Затем мысли Павла начинали путаться, сбиваться, громоздиться друг на друга и рассыпаться, и им на смену приходили расплывчатые, смутные, неясные образы. Над ним будто склоняется лицо Магды, она упорно что-то спрашивает его, — что — он не в состоянии разобрать. Потом вдруг оказывается, что это не ее лицо, а лицо актера с высоким лбом, который обязательно хочет выяснить, что означает движение красных палочек по голубому полю, может быть, это небо над холмом, усыпанное звездами… Потом он будто мчится в скором поезде через поля, мимо озера, отсвечивающего платиновым блеском, среди высоких гор с голубыми вершинами и бесконечными полянами на склонах, чувствует аромат цветов на полянах, запах густых лесов, и страшно хочет, чтобы поезд ехал совсем медленно, чтобы даже немного остановился, и тогда он лучше все увидит и глубоко вдохнет живительный воздух. Он пытается дернуть ручку стоп-крана, остановить поезд, но стоп-кран высоко, над температурным листом, и дотянуться до него невозможно… Он приходит в себя и чувствует крупную руку доктора Добре на своей руке.

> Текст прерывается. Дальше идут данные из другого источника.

PR #638, opened 2025-09-30
(test): fix the test that was failing due to the engine url caching added on the backend

goprean:
This test that was fixed can fail with 2 different error messages depending on where it fails. If the engine URL is in cache it fails sooner with account name error, if not it fails when trying to use the database with the error message that the database is not authorized.

### DIFF
--- a/src/integrationTest/java/integration/tests/SystemEngineTest.java
+++ b/src/integrationTest/java/integration/tests/SystemEngineTest.java
@@ -261,7 +261,13 @@ public class SystemEngineTest extends IntegrationTest {
 
 				((CacheListener)connection).cleanup();
 				SQLException e = assertThrows(SQLException.class, () -> DriverManager.getConnection(jdbcUrl, clientId, clientSecret));
-				assertTrue(e.getMessage().matches(format("Account '%s' does not exist in this organization or is not authorized.+RBAC.+", current.getAccount())), "Unexpected exception message: " + e.getMessage());
+
+				// There could be 2 error messages that are being thrown by this call. There has been caching introduced in the backend for the engine URL (FIR-49039)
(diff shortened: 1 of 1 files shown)


src/integrationTest/java/integration/tests/SystemEngineTest.java
```diff
@@ -261,7 +261,13 @@ void connectToAccountWithoutUser() throws SQLException {
...
 				SQLException e = assertThrows(SQLException.class, () -> DriverManager.getConnection(jdbcUrl, clientId, clientSecret));
-				assertTrue(e.getMessage().matches(format("Account '%s' does not exist in this organization or is not authorized.+RBAC.+", current.getAccount())), "Unexpected exception message: " + e.getMessage());
+
+				// There could be 2 error messages that are being thrown by this call. There has been caching introduced in the backend for the engine URL (FIR-49039)
+				// in case the engine url is not in the cache then the connection establishment fails with error1.
+				// in case the engine url is in cache, then the fetching of the engine url is fine but fails when trying to use the database (thus error2)
+				String errorMessage1 = format("Account '%s' does not exist in this organization or is not authorized.+RBAC.+", current.getAccount());
+				String errorMessage2 = format("Database '%s' does not exist or not authorized.", current.getDatabase());
+				assertTrue(e.getMessage().matches(errorMessage1) || e.getMessage().contains(errorMessage2), "Unexpected exception message: " + e.getMessage());
 			} finally {
```
ptiurin, line 271: We should just clear cache here instead of making the test nondeterministic. Either that or having two tests that test both cases.

ptiurin (approved):

bogdantruta-firebolt (approved):

PR #742, opened 2026-04-21
fix(metadata): return correct display size for all data types (FB-762)

moshap-firebolt:
**Background**

FB-762: getColumnDisplaySize() was hardcoded to return 80 for all column types, causing BI tools like Sisense to truncate TEXT column values.

**Summary**

Implemented proper display size calculation for all Firebolt data types, following the PostgreSQL JDBC driver approach:

Created new TypeDisplaySize utility class that computes display sizes based on data type For unlimited types (TEXT, BYTEA, ARRAY, STRUCT, JSON, GEOGRAPHY), returns Integer.MAX_VALUE For numeric types, returns PostgreSQL-compatible values (e.g., INTEGER → 11, BIGINT → 20) For date/time types, returns format-based sizes (DATE → 13, TIMESTAMP → 26, TIMESTAMPTZ → 32) For NUMERIC with precision, returns 1 + precision + (scale > 0 ? 1 : 0) Modified FireboltResultSetMetaData.getColumnDisplaySize() to delegate to the new utility Display size reference:

Type	Display Size
BOOLEAN	1
INTEGER	11
BIGINT	20
REAL	15
DOUBLE PRECISION	25
TEXT (unbounded)	Integer.MAX_VALUE
DATE	13
TIMESTAMP	26
TIMESTAMPTZ	32
NUMERIC(p,s)	1 + p + (s>0 ? 1 : 0)
BYTEA/ARRAY/STRUCT/JSON/GEOGRAPHY	Integer.MAX_VALUE

**Test Plan**

Added TypeDisplaySizeTest with comprehensive coverage for all data types Updated FireboltResultSetMetaDataTest to verify correct delegation and values All existing tests pass

### DIFF
--- a/src/main/java/com/firebolt/jdbc/resultset/FireboltResultSetMetaData.java
+++ b/src/main/java/com/firebolt/jdbc/resultset/FireboltResultSetMetaData.java
@@ -2,6 +2,8 @@ package com.firebolt.jdbc.resultset;
 
 import com.firebolt.jdbc.GenericWrapper;
 import com.firebolt.jdbc.resultset.column.Column;
+import com.firebolt.jdbc.resultset.column.ColumnType;
+import com.firebolt.jdbc.type.TypeDisplaySize;
 
 import java.sql.ResultSetMetaData;
 import java.sql.SQLException;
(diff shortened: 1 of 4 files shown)


freitmi (approved):

steve751:
what about bounded text, eg varchar(20) all seem to be returning Integer.MAX_VALUE?

moshap-firebolt:
> what about bounded text, eg varchar(20) all seem to be returning Integer.MAX_VALUE?

@steve751 - Firebolt ignores the bound, so `varchar(20)` behaves the same as unbounded `text`

steve751:
@moshap-firebolt ignoring the bound isn't how other jdbcs behave this seems to only partially fix the issue. are you able to return the bound?

moshap-firebolt:
> @moshap-firebolt ignoring the bound isn't how other jdbcs behave this seems to only partially fix the issue. are you able to return the bound?

Firebolt doesn't track or enforce these bounds in the type system, so most of the work would be on the engine side. After that exposing them through JDBC should be straightforward.
(note, that systems like Postgres only preserve these bounds for simple operators, like straight projection in SELECT or GROUP BY - it is lost in most other operators and functions)

So for now I am going to merge this PR, as this is already an improvement over current state.

PR #122, opened 2019-05-07
Add support for multiple tables in data fixtures, introduce testhelpers.SetupDBWithFixtureString()

zenovich:


zenovich:
It's just more convenient to have an entire fixture (with all tables) in one file or even in a string literal inside a test.

PR #140, opened 2019-06-05
Implement itemAttemptsView service

zenovich:
[itemAttemptsView](https://docs.google.com/document/d/15Xxmatrs_7my5ioriikL6YgOU4I0sAVcq5ySKinc0Nw/edit#heading=h.4ftyl7688840)

### DIFF
--- a/app/database/group_attempt_store.go
+++ b/app/database/group_attempt_store.go
@@ -66,3 +66,32 @@ func (s *GroupAttemptStore) GetAttemptItemIDIfUserHasAccess(attemptID int64, use
 	mustNotBeError(err)
 	return true, itemID, nil
 }
+
+// ByUserAndItemID returns a composable query for getting groups_attempts with the following access rights
+// restrictions:
+// 1) the user should have at least partial access rights to the groups_attempts.idItem item,
+// 2) the user is able to see answers related to his group's attempts, so:
+//   (a) if items.bHasAttempts = 1, then the user should be a member of the groups_attempts.idGroup team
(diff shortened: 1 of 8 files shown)


app/database/group_attempt_store.go
```diff
@@ -66,3 +66,32 @@ func (s *GroupAttemptStore) GetAttemptItemIDIfUserHasAccess(attemptID int64, use
...
 	return true, itemID, nil
 }
+
+// ByUserAndItemID returns a composable query for getting groups_attempts with the following access rights
+// restrictions:
+// 1) the user should have at least partial access rights to the groups_attempts.idItem item,
+// 2) the user is able to see answers related to his group's attempts, so:
+//   (a) if items.bHasAttempts = 1, then the user should be a member of the groups_attempts.idGroup team
+//   (b) if items.bHasAttempts = 0, then groups_attempts.idGroup should be equal to the user's self group
+func (s *GroupAttemptStore) ByUserAndItemID(user *User, itemID int64) *DB {
```
smadbe: I thought first it was "by user and by item" but actually, it is not really "by user", it is more "visible by the user and by item id ". Correct me if I'm wrong. 
If correct, the naming is quite confusing (I expect "by-A-and-B" mainly for something filter exactly on A and B (typically keys)). 
I think something like "VisibleAndByItemID()" would make more sense. I know it is quite longish but I find it less confusing.

zenovich: fixed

— Лежи спокойно, Павеликэ, тихо, милый!
Все чаще врачи и сестры видели в коридоре доктора Добре со слезами на глазах. Даже больные выходили из палат, чтобы не пропустить это зрелище. «Палач», как называл его кое-кто, стал притчей во языцех: он плакал!
Спустя несколько дней температура спала. Доктор Павел Штефэнеску был в полном сознании, кровохарканья прекратились, но сердце, это нелепое сердце, никак не хотело успокоиться. Дыхание цеплялось в груди за какие-то колючие кустарники, и Павел был совершенно без сил из-за непокорного сердца и потери крови.